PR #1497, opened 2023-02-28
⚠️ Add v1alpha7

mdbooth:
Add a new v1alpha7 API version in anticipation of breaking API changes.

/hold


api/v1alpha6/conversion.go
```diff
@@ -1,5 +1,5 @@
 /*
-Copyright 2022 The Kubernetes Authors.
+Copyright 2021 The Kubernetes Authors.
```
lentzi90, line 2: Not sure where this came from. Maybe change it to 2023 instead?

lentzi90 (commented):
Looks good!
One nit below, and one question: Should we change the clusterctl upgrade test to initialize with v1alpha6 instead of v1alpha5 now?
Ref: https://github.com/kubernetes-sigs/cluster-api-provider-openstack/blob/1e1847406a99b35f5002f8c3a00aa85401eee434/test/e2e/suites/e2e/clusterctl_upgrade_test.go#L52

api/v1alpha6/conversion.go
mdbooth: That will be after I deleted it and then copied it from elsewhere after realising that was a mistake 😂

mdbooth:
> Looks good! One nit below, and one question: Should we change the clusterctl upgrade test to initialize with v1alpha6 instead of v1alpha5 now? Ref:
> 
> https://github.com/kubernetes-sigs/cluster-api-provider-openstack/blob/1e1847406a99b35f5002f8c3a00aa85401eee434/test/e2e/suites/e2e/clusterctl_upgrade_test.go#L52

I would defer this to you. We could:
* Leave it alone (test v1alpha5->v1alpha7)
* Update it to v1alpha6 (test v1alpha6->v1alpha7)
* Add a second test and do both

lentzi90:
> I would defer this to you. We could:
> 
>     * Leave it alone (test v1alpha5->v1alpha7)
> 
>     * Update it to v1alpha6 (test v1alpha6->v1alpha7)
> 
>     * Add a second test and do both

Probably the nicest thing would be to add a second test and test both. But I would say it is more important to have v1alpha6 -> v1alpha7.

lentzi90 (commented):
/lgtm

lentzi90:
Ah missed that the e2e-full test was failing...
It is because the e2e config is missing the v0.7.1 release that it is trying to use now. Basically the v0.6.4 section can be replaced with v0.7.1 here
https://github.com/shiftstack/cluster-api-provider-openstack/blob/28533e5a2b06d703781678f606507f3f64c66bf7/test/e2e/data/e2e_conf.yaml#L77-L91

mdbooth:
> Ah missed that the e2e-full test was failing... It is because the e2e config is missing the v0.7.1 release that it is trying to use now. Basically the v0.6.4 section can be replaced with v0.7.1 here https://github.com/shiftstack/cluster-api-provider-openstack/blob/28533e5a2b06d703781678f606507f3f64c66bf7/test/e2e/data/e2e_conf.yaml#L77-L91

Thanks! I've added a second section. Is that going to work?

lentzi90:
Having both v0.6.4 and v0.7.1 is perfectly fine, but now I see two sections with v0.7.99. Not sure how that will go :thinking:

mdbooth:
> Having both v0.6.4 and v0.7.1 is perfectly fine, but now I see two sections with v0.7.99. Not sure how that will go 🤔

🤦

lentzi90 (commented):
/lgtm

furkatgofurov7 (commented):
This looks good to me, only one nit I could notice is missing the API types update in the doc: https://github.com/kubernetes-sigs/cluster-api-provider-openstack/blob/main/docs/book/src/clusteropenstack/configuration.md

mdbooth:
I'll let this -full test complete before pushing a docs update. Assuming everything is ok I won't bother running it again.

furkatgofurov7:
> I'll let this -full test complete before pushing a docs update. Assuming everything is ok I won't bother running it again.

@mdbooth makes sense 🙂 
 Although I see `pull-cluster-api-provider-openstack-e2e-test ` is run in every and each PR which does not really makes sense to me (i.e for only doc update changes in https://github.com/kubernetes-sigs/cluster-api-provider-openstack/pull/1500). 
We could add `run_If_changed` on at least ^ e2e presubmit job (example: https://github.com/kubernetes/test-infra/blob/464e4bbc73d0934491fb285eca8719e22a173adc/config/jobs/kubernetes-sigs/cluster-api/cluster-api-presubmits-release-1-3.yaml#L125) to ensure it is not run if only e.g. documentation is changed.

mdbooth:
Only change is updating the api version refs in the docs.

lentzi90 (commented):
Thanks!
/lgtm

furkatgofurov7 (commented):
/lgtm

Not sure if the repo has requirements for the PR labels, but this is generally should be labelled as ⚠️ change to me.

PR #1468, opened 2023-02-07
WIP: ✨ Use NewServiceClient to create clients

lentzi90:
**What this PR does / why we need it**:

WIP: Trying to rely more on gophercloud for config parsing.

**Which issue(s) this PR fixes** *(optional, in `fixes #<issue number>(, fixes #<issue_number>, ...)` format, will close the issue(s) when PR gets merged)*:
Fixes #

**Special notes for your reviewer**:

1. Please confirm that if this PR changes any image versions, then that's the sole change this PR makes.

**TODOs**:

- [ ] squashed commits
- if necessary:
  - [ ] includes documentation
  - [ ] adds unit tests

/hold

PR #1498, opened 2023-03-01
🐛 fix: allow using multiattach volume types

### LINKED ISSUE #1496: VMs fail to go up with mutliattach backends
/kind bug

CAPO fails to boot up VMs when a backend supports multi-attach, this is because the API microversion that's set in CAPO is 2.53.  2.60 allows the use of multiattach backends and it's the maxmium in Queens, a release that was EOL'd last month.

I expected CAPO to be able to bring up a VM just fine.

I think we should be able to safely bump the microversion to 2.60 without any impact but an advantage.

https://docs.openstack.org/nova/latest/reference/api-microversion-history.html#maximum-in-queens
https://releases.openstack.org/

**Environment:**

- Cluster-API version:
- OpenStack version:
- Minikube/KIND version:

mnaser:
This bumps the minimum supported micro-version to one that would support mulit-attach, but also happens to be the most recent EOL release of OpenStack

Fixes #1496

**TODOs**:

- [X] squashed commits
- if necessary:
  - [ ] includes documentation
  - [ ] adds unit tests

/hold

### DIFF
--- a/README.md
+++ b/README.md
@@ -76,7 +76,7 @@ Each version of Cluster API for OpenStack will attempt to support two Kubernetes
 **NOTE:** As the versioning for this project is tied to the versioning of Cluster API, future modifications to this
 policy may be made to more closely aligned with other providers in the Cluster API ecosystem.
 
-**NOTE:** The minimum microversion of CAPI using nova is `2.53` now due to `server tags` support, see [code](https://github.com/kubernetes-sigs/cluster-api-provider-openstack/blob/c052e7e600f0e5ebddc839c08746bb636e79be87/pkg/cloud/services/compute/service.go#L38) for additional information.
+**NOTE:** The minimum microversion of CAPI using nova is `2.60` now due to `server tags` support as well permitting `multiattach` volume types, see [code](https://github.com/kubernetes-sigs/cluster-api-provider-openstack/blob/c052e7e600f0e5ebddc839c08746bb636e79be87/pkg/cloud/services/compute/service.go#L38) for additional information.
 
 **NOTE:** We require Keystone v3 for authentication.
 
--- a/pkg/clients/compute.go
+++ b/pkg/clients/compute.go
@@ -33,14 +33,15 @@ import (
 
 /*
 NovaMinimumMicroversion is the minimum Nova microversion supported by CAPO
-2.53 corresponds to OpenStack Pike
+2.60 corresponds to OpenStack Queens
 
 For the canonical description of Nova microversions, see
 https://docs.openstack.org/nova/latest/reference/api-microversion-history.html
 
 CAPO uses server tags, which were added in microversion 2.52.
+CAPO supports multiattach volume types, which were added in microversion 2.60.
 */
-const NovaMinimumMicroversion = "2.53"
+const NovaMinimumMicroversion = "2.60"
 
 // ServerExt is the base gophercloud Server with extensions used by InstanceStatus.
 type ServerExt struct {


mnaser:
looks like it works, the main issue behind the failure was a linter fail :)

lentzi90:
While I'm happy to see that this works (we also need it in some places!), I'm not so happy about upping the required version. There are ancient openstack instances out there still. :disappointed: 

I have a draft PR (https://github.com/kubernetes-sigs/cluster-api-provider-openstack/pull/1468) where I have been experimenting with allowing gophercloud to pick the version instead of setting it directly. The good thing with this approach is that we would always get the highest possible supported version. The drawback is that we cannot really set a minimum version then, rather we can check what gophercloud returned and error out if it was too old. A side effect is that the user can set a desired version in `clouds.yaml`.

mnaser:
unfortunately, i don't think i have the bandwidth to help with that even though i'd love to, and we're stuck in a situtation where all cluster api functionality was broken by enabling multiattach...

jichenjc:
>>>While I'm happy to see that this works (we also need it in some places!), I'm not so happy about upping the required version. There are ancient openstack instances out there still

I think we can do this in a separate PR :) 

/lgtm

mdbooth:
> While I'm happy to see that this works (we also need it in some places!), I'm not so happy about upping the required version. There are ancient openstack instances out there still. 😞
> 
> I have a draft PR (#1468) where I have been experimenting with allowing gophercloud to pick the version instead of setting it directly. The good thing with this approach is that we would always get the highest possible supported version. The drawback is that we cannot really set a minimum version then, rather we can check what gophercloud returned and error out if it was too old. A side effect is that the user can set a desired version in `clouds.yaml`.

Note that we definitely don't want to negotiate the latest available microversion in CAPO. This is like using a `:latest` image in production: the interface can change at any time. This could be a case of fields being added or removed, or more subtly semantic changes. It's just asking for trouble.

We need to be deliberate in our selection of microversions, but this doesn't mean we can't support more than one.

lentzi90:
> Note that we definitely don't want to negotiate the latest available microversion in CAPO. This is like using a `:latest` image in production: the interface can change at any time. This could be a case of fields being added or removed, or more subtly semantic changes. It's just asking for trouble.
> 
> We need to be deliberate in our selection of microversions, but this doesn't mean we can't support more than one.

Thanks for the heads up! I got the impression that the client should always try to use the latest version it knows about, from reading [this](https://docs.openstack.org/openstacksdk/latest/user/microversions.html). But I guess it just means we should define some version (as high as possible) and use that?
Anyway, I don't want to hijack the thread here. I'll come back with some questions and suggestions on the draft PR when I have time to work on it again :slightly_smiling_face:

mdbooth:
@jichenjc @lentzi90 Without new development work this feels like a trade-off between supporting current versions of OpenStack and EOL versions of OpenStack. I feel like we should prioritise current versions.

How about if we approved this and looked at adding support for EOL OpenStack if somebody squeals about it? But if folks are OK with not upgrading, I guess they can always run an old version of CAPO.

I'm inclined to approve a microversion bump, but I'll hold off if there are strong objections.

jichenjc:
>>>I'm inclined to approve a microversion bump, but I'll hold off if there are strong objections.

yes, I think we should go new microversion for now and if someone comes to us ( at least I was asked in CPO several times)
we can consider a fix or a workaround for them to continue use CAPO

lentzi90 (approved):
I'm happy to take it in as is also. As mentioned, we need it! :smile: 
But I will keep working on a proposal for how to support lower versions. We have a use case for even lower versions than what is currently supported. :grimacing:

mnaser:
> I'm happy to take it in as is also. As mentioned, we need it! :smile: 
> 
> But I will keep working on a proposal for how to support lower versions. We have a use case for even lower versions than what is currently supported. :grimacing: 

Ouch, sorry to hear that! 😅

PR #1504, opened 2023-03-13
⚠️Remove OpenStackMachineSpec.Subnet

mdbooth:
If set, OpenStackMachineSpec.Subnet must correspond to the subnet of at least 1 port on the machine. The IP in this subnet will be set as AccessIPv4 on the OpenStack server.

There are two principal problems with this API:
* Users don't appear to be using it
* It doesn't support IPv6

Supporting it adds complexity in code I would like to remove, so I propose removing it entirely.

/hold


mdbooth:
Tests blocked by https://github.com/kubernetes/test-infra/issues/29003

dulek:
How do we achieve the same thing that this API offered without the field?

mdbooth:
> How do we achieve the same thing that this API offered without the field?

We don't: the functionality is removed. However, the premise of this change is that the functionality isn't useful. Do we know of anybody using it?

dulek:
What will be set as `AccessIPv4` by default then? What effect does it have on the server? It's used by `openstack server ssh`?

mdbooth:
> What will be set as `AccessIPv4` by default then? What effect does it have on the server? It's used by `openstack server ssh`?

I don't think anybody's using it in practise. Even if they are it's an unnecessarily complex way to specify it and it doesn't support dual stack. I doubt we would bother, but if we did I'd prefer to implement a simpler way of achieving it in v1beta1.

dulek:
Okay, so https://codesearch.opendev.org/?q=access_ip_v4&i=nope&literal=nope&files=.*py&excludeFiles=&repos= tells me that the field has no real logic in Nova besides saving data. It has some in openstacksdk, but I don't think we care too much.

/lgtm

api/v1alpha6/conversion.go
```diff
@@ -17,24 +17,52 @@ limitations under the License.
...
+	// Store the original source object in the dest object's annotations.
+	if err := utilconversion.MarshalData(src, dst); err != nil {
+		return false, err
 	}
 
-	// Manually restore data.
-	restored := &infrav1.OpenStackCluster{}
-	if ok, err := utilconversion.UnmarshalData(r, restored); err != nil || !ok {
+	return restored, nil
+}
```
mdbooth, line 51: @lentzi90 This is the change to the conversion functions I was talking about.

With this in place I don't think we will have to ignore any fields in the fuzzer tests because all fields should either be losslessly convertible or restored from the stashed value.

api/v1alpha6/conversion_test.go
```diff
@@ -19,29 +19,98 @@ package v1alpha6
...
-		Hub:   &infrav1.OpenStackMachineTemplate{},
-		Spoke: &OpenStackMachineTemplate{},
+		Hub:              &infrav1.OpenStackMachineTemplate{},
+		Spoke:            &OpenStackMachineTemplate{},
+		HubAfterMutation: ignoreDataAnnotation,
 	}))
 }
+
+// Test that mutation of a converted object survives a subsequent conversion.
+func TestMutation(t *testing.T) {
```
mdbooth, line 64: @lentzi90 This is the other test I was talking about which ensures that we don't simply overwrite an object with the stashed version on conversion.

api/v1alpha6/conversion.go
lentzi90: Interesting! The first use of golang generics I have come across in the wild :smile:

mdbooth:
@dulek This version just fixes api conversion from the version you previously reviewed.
* * * * * * * * *
## Assigned task
Among the lines above, please count those that contain the string "OpenStackMachineTemplate" and write the number by itself.

## Exercise answer
4